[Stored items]
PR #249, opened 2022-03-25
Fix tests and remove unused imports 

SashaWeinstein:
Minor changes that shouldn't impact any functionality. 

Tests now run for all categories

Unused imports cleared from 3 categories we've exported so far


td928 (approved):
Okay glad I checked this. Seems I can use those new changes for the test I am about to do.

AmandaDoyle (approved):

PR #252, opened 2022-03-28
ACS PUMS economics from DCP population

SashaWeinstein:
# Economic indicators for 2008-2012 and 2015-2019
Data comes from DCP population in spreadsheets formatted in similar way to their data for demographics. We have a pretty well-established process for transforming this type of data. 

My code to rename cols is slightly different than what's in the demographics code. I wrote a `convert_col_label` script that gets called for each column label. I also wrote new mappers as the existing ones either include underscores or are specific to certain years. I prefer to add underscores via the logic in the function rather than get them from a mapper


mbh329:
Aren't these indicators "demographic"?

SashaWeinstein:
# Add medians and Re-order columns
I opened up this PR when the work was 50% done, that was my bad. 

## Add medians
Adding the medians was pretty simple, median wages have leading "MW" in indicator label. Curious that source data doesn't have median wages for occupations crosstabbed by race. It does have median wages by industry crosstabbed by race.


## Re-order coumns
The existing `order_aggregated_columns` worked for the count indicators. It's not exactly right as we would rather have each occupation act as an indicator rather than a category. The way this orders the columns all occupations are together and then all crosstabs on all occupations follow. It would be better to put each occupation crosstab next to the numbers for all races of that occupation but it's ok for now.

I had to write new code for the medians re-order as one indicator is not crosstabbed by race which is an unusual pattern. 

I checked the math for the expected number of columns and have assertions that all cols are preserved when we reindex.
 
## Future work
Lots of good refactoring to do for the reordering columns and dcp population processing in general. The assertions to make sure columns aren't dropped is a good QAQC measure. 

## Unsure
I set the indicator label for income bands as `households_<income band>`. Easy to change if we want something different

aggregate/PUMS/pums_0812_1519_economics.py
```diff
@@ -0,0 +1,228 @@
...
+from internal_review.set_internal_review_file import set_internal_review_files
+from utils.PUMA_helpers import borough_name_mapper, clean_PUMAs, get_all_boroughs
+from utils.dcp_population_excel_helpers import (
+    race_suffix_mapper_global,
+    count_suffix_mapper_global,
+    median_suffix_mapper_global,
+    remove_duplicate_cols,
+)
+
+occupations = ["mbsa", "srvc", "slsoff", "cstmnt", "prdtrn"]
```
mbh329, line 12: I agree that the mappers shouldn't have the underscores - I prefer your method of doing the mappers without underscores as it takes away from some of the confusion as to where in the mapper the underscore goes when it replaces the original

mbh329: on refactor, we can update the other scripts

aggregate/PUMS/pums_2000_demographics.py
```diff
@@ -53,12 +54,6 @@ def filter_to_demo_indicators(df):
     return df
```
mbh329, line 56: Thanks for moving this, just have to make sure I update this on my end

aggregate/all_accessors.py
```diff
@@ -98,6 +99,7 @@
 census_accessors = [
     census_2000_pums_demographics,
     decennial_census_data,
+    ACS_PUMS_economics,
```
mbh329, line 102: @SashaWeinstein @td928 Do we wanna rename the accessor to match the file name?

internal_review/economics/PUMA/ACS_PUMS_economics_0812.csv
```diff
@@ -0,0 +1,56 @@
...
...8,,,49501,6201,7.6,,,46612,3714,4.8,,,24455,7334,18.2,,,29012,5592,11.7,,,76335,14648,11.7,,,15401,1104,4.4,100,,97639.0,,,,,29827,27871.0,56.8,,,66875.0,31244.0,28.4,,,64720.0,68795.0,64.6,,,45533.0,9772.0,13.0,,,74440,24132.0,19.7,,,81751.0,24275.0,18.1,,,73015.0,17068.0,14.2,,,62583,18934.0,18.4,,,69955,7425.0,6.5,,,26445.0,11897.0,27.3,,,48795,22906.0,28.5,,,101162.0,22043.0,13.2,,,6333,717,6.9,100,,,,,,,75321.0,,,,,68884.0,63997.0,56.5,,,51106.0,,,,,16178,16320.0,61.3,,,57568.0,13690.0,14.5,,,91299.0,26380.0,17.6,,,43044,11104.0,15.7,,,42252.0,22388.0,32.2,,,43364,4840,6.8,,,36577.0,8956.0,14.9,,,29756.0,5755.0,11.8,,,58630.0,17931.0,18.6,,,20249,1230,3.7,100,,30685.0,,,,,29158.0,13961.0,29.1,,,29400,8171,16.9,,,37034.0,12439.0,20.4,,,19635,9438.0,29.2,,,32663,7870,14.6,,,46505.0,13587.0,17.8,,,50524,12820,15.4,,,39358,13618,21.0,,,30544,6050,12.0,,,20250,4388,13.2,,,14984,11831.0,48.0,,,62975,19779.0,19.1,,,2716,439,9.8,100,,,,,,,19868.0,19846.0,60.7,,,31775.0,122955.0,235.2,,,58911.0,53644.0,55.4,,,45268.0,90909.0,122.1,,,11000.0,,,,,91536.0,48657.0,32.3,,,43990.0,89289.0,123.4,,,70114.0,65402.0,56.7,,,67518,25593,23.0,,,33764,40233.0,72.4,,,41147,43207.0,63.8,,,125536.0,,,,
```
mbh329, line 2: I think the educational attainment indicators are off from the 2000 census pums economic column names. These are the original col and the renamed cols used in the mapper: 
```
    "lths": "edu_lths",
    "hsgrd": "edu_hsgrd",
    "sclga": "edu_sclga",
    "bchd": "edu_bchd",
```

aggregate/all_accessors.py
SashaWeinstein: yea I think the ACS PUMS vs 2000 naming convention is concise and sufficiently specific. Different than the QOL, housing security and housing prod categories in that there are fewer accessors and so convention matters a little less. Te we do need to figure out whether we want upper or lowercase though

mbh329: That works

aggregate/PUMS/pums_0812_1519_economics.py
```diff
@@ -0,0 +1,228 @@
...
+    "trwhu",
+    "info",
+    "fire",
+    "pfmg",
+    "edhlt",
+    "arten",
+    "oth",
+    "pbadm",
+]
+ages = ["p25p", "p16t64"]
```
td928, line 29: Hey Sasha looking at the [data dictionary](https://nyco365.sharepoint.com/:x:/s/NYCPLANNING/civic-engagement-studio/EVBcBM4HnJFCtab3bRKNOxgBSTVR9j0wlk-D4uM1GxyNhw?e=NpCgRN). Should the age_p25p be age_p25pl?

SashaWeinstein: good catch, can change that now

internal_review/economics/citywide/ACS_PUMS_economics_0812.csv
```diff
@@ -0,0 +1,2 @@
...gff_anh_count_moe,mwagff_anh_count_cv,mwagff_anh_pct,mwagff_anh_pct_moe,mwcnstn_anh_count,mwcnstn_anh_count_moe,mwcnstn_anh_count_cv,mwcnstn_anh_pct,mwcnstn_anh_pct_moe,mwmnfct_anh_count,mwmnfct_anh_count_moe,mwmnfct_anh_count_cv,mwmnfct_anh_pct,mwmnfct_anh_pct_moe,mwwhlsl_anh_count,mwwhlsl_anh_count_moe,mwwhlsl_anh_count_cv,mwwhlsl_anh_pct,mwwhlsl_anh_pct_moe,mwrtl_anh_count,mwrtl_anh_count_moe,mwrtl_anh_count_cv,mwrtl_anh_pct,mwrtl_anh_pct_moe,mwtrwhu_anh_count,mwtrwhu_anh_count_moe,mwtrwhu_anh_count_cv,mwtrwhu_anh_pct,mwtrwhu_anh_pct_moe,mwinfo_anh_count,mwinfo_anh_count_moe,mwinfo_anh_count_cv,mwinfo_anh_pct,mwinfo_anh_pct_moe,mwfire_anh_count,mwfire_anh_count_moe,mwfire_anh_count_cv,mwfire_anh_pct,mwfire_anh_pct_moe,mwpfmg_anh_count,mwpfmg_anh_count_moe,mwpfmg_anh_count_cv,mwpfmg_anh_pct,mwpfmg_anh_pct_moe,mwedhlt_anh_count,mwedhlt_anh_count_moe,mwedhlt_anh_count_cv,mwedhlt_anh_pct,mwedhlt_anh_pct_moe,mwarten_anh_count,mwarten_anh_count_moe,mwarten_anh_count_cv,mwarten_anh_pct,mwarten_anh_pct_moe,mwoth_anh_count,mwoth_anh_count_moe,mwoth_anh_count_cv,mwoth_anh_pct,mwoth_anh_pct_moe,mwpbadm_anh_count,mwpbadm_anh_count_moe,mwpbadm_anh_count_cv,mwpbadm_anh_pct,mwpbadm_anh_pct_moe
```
==
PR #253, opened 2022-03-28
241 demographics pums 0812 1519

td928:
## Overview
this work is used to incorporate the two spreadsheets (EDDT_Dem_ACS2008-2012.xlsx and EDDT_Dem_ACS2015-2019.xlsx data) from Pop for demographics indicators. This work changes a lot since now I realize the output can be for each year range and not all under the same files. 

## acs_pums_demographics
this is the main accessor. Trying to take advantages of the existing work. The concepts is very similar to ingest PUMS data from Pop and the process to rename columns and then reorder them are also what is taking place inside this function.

TASK = Working from the data above, extract solely the lines from the one containing "Okay glad I" through the one containing "Data comes from", exactly as they appear, both included.

YOUR SOLUTION =
Okay glad I checked this. Seems I can use those new changes for the test I am about to do.

AmandaDoyle (approved):

PR #252, opened 2022-03-28
ACS PUMS economics from DCP population

SashaWeinstein:
# Economic indicators for 2008-2012 and 2015-2019
Data comes from DCP population in spreadsheets formatted in similar way to their data for demographics. We have a pretty well-established process for transforming this type of data. 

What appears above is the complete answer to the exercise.